Work instruction: Each line that contains "count" needs to be copied from the listing.

Input material:
>>>
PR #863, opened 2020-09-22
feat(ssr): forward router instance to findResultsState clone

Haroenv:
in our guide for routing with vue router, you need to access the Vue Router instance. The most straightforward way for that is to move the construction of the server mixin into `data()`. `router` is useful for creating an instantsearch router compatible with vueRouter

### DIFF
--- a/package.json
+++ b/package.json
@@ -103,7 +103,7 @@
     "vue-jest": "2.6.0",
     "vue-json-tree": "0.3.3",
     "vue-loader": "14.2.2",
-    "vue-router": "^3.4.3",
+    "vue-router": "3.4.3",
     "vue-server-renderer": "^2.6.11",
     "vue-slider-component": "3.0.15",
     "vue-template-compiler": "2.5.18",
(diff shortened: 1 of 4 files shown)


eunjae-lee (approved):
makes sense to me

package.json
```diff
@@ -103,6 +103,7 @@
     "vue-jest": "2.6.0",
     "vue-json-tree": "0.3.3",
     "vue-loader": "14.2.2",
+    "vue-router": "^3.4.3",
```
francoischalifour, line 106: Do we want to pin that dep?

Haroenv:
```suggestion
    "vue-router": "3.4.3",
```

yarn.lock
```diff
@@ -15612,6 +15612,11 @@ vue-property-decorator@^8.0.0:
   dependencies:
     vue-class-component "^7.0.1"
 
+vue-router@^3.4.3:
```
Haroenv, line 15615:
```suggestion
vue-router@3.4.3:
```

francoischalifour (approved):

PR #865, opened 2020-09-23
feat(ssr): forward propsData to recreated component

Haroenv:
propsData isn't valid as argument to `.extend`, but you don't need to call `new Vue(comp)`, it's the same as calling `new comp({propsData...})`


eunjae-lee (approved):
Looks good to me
<<<
>>>
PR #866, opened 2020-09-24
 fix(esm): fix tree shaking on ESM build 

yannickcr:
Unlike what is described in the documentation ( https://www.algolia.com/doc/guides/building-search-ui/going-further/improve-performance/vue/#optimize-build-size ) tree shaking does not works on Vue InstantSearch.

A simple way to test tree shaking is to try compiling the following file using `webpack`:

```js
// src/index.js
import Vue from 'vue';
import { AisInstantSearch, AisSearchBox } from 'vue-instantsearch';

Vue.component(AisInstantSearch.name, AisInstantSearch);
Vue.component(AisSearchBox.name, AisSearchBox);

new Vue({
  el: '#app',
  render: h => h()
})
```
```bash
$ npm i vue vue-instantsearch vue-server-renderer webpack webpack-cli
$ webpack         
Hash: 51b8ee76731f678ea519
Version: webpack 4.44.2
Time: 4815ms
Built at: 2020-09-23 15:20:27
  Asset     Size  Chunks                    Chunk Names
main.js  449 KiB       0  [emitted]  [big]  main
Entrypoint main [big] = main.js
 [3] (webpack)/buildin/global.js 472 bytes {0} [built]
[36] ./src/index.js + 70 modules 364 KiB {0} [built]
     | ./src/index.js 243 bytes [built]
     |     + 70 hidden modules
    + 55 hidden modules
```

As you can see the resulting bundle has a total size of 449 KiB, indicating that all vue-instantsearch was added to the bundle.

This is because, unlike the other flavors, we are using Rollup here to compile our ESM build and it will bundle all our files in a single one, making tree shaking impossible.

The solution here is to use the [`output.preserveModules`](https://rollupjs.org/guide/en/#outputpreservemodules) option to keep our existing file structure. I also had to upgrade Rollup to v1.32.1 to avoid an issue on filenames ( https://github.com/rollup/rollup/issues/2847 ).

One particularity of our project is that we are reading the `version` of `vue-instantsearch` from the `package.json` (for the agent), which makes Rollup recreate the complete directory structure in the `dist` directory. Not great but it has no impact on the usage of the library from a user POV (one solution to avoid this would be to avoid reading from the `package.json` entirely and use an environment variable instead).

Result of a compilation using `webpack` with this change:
<<<
>>>
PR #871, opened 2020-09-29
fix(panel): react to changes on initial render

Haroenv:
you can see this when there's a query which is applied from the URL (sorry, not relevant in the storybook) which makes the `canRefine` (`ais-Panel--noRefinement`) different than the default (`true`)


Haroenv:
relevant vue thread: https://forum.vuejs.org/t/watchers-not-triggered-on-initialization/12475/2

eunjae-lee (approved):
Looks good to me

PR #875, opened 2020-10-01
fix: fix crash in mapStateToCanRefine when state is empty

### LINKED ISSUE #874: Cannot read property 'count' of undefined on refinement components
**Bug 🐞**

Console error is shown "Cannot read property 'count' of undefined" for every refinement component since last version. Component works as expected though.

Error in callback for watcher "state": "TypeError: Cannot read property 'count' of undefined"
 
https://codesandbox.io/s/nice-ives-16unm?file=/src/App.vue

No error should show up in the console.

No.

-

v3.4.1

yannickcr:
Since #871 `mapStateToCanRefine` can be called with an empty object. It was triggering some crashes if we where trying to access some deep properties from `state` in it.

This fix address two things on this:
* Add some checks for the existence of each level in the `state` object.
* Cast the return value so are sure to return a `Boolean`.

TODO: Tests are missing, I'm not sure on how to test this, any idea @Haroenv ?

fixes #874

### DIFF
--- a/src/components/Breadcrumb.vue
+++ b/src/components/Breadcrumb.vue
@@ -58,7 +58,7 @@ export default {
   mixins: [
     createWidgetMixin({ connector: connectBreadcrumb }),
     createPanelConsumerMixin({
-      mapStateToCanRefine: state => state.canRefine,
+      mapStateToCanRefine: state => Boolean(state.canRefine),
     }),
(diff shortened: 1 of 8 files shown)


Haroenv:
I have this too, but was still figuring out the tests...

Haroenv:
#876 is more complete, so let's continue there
<<<
Your solution:
### LINKED ISSUE #874: Cannot read property 'count' of undefined on refinement components
Console error is shown "Cannot read property 'count' of undefined" for every refinement component since last version. Component works as expected though.
Error in callback for watcher "state": "TypeError: Cannot read property 'count' of undefined"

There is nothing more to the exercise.